Dreaming of taking the District by song

By John Kelly
Sunday, June 6, 2010; C03

Nestled in a folder in the Washingtoniana Division of the Martin Luther King Jr. Memorial Library is the music to "The Hymn of Washington," written in 1927 by Agnes M. Newman and set to a melody by Haydn. It starts with the line "City famed in song and story, shrined within the hearts of men/Objects of a people's glory, thou, the Nation's diadem."

This got Answer Man thinking: Washington is certainly famed in story. But song?

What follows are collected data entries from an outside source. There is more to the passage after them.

PR #976, opened 2026-08-12
fix(ci): stop the @wix/cli pin check flagging comments

danshw:
## The check is red on every PR, and has been since 2026-08-06

`Check @wix/cli pinned to @latest` fails on **every PR touching `skills/**`** — currently `igor-claw/site-import-no-support-dead-end`, `docs/dev3-site-import-source-url`, `forms-on-wix-headless` and `fix/events-draft-and-recurring`, none of which changed anything CLI-related.

The one offending line, added by #854 — `skills/wix-replatform/resources/rp-target-wix/lib/wix-writers.js:327`:

```js
// header; OAuth access tokens (e.g. a Wix CLI token from `npx @wix/cli token --site …`)
```

Prose describing what a CLI token is, not a call. Pinning is meaningless for it, so the only way to satisfy the check was to edit a sentence into something it doesn't quite say. A check that fails on every PR for a reason no author can act on is one everybody learns to scroll past.

It went unnoticed because the workflow triggers only on `pull_request`, so it never runs on `main`.

## The fix — one pipe stage

```diff
-  . 2>/dev/null || true)
+  . 2>/dev/null | grep -vE '\.(sh|mjs|js|ts):[0-9]+:[[:space:]]*(//|/\*|\*|#)' || true)
```

Drops matches on comment lines in source files. It keys on the **file extension**, so Markdown keeps every match — `#` opens a heading there, and an unpinned command in docs is one a reader will copy. A comment *trailing* real code still counts, since that code runs.

## How we know it works, and that nothing broke

Nothing under `.github/scripts` had tests, so "it still catches what it used to" was only ever checked by hand by whoever last touched the pattern. This adds `--self-test`, which asserts **both directions** against fixtures in a temp directory:

| fixture | expected |
|---|---|
| unpinned in markdown prose | flagged |
| unpinned in `.sh` | flagged |
| unpinned in `.js` with a comment after it | flagged |
| `//` line comment | ignored |
| `*` block-comment body | ignored |
| `#` shell comment | ignored |
| already `@latest` | ignored |

CI runs it **before** the repo scan, because a green scan proves nothing if the matcher has stopped matching:

```yaml
- run: bash .github/scripts/check-cli-pinned.sh --self-test
- run: bash .github/scripts/check-cli-pinned.sh
```

Run it yourself with `bash .github/scripts/check-cli-pinned.sh --self-test`.

One wrinkle worth knowing: the fixtures are built from a `$cli` variable so this file never contains a literal match. Written the obvious way, the check flags its own test data.

## Not changed

`run("npx @wix/cli build")` is invisible to **both** the old and new versions — the pattern needs whitespace or end-of-line after the subcommand, and `"` is neither. Confirmed by running the pre-change script against the same input. A real pre-existing gap, left alone to keep this diff reviewable; the self-test would make it a one-line fix if you want it closed.

### DIFF
--- a/.github/scripts/check-cli-pinned.sh
+++ b/.github/scripts/check-cli-pinned.sh
@@ -8,16 +8,51 @@
 # the @wix/cli surface grows.
 #
 # Run locally:   bash .github/scripts/check-cli-pinned.sh
+# Self-test:     bash .github/scripts/check-cli-pinned.sh --self-test
 # CI:            invoked by .github/workflows/check-cli-pinned.yml on PRs
 
 set -euo pipefail
 
 SUBCMDS="token|whoami|login|env|build|release|preview|dev"
 
-bare=$(grep -rnE "npx @wix/cli (${SUBCMDS})([[:space:]]|$)" \
-  --include='*.md' --include='*.sh' --include='*.mjs' --include='*.js' --include='*.ts' \
-  --exclude-dir=node_modules --exclude-dir=.git --exclude-dir=dist \
-  . 2>/dev/null || true)
+# The second grep drops matches sitting on a comment line in source files —
+# prose about the CLI, not a call. Markdown keeps every match: `#` opens a
+# heading there, and an unpinned command in docs is one a reader will copy.
+scan() {
+  grep -rnE "npx @wix/cli (${SUBCMDS})([[:space:]]|$)" \
+    --include='*.md' --include='*.sh' --include='*.mjs' --include='*.js' --include='*.ts' \
+    --exclude-dir=node_modules --exclude-dir=.git --exclude-dir=dist \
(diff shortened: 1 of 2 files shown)


danshw:
Closing in favour of #977, which pins the example in the comment instead — a one-word change.

Testing this properly is what killed it. `*` and `#` open a comment in some places and are real code in others, so the filter silently stopped catching real violations:

| line | what it is | result |
|---|---|---|
| `*gen() { run("npx @wix/cli build --x") }` | JS generator method | **missed** |
| `#cmd = "npx @wix/cli build --x";` | TS private field | **missed** |
| markdown quoting `foo.js:12: //` | prose | **missed** |

A check that misses things is worse than one that is noisy — noise gets noticed. Getting this right needs per-language parsing rather than a regex, which is more machinery than the rule is worth. 41 lines and a bespoke self-test to replace a one-word fix was the wrong trade.

PR #981, opened 2026-08-12
fix(wix-manage): PMAX-only Google Ads flow — resolve geo targets, gate assets, drop Smart campaigns

adamg-wix:
Tightens the Google Ads skills so campaign creation is PMAX-only and doesn't fail on the billable create call.

## 1. Resolve geo targets & gate assets before Create

Two independent creation-time failures were crashing the **billable** PMAX Leads create call instead of being handled up front (the reported "Israel geo lookup + image/logo generation failing" case):

- **New STEP 4 — Resolve target locations via `geo-options`.** Every user-named location resolves to `geoTargetConstants/{id}` before assembly — never guessed/hardcoded. Documents the real response shape and the fallback: retry with `countryCode`, and if a country query keeps failing, resolve a specific city (e.g. Tel Aviv/Jerusalem/Haifa).
- **STEP 2 is now an asset gate** — requests `LOGO` alongside the two marketing images and requires verifying a usable URL for each required type before Create (retry once, else user upload).
- **New pre-flight gate** checklist before assembly; renumbered budget→STEP 5, launch→STEP 6; added `LOGO` to the create-body example and error-table rows for the geo internal error and image-generation failure.

## 2. Drop Smart campaign creation

Smart campaign creation is no longer supported — Performance Max is the only supported campaign type, and the skills must never propose, build, or mention a Smart campaign to the user.

- Explicit "PMAX only, never mention Smart" directive in the create and suggestions recipes.
- Suggestions recipe reworked to PMAX only: removed the Smart-only keyword-theme and daily-budget-tier endpoints (table, quick reference, references, error rows); the full-campaign-suggestion section now targets `PERFORMANCE_MAX_LEADS` (no `campaignBrief`/`SMART`).
- Purged Smart mentions from the analytics recipe (`search-term-metrics`) and the PMAX budget note.

## Evals

Both google-ads evals updated: the create eval now exercises geo resolution + asset gating and fails if the agent proposes/mentions Smart; the suggestions eval is retargeted away from keyword/Smart-budget asks and guards against Smart.

Docs/skills + eval yaml only — no runtime code.


adamg-wix:
#rebuild

adamg-wix:
/re-eval

The gate failed on a transient backend error, not a content regression: `EvalForge PATCH .../test-scenarios/851e2ebf... → 500` while syncing the `google-ads/query-campaign-analytics` scenario. The two scenarios edited in this PR (`create-performance-max-campaign`, `get-campaign-suggestions`) synced successfully; the 500 aborted the run, which is why the PR side of the pairwise showed no output / a ~1500s timeout. Re-running the gate.

tal-grunwald:
Closing this as stale — open since Aug 12, conflicting with `main` since Aug 16, and no movement in four weeks.

The practical reason for closing rather than leaving it: it holds the `google-ads/create-performance-max-campaign` and `google-ads/get-campaign-suggestions` scenario leases, so the EvalForge gate refuses to run for any other google-ads PR while it sits here.

@adamg-wix nothing in it is superseded and I'm not disagreeing with any of it — resolving geo targets through `geo-options` before the billable create call, gating on a usable asset URL up front, and dropping Smart campaign creation are all still worth having. If you want to pick it back up, reopen it or rebase onto a fresh branch and it's welcome; it needs a rebase either way.

PR #984, opened 2026-08-12
fix(wix-headless): mandate reading inline recipes before writing capability code

gilgwix:
## Summary

- Adds an explicit mandate in `CREATE.md §4` to Read each capability's inline recipe (`how-to-code-*.md`) **before** authoring any page or component code for it
- Adds a pre-release API-wiring check: grep the generated source for real SDK call sites (`addToCurrentCart`, `productsV3`, etc.) and treat their absence as a broken deliverable

## Problem

Agents generated convincing storefront UIs — product grids, cart badges, checkout buttons — that weren't wired to real `@wix/stores` / `@wix/ecom` SDK calls. The storefront looked complete but failed entirely at runtime.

Well, yes and no. As we have seen over the last two weeks, many artists have tried to write a Washington song that sticks. Songs by William Pierson and Edwin N.C. Barnes were popular in the 1920s and 1930s. Songs by Jimmie Dodd and James Dixon were popular in the 1950s. Dodd's song "Washington" remains the city's official anthem. But nothing has persisted.

It isn't for lack of trying. All manner of people have been inspired to celebrate Washington. In 1959, Anthony Mitchell, then assistant conductor of the U.S. Navy Band, wrote a march called "Our Nation's Capital." Two years later, District Commissioner Robert E. McLaughlin made it the city's official march, telling The Post: "I found it so stirring that for the first time since I left the Naval Academy, I felt like marching."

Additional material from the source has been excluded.